PR #641, opened 2025-09-10
Add UsePreviousSetupType to Setup section to preserve settings during upgrade

theclickman:
The intend here is to resolve the issue when settings are not carried over when upgrading in silent mode - the most visible were the Windows Integration to me but it can impact other settings as well. 

After reviewing documentation, I found out that UsePreviousSetupType directive should handle it, but was missing from the installer script.

As per documentation: 
When this directive is yes, the default, at startup Setup will look in the registry to see if the same application is already installed, and if so, it will use the setup type and component settings of the previous installation as the default settings presented to the user in the wizard. Note that Setup cannot re-use settings from a previous installation that had Uninstallable set to no, since the registry entries it looks for are not created when Uninstallable is no. -- end of documentation.

As discussed on my previous attempt, here is the new one trying to account for the proper way to carry over any and all settings, even future one.

Signed-off-by: Nicolas DENIS <the.clickman@gmail.com>

### DIFF
--- a/installer/install.iss
+++ b/installer/install.iss
@@ -85,6 +85,7 @@ PrivilegesRequired=none
 #endif
 UninstallDisplayName={#APP_NAME}
 UninstallDisplayIcon={app}\{#MINGW_BITNESS}\share\git\git-for-windows.ico
+UsePreviousSetupType=yes
 #ifndef COMPILE_FROM_IDE
 VersionInfoVersion={#FILE_VERSION}
 #endif


dscho (commented):
@rimrul what's your take on this? I cannot really wrap my head around the risk side of this PR... especially _this close_ to v2.51.0(2)...

martijnlaan:
UsePreviousSetupType defaults to yes, so just adding a line saying UsePreviousSetupType=yes like this PR seems to do makes no difference.

Also the comment about uninstall and reinstall is confusing. If you uninstall all storage of previous settings is lost.

Perhaps I am misunderstanding things.

theclickman:
hi, I agree... that maybe unnecessary. (But sometimes, setting default value explicitely make sure behavior do not change). But I digress.

The issue ultimately lie in the way the setup of GIT is declared as part of winget - I did try again, but in vesbose mode to try to determine what winget is actually doing.
Winget do execute the installer as:

2025-09-26 19:53:52.659 [CLI ] Starting: 'C:\Users\Nicolas\AppData\Local\Temp\WinGet\Git.Git.2.51.0\Git-2.51.0-64-bit.exe' with arguments '/SP- /SILENT /SUPPRESSMSGBOXES /NORESTART /LOG="C:\Users\Nicolas\AppData\Local\Packages\Microsoft.DesktopAppInstaller_8wekyb3d8bbwe\LocalState\DiagOutputDir\WinGet-Git.Git.2.51.0-2025-09-26-19-53-52.659.log" /COMPONENTS=icons,ext,gitlfs,assoc,assoc_sh,consolefont,windowsterminal,scalar'

With hardcoded components. That is why winget is killing my config everytime, as it force the settings it use. Would it be possible to remove that from the manifest used when you submit the update to Microsoft ? 
It should not be required to have it - either it is default in the installer from the configuration so new install take the default, or it is an upgrade and we get to preserve whatever was elected originally. 

You can keep or kill the PR as you see fit - defaulting to the default won't hurt anyway - but only asking to get the winget declaration to be improved (I could not find it in the repo to suggest an update to it)

theclickman:
any idea who is maintaining it ? cannot say from the Microsoft winget repo as it come from a bot.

# Exercise
This exercise requires the lines of the entries containing the string "here".

# Result of the task
The intend here is to resolve the issue when settings are not carried over when upgrading in silent mode - the most visible were the Windows Integration to me but it can impact other settings as well. 
As discussed on my previous attempt, here is the new one trying to account for the proper way to carry over any and all settings, even future one.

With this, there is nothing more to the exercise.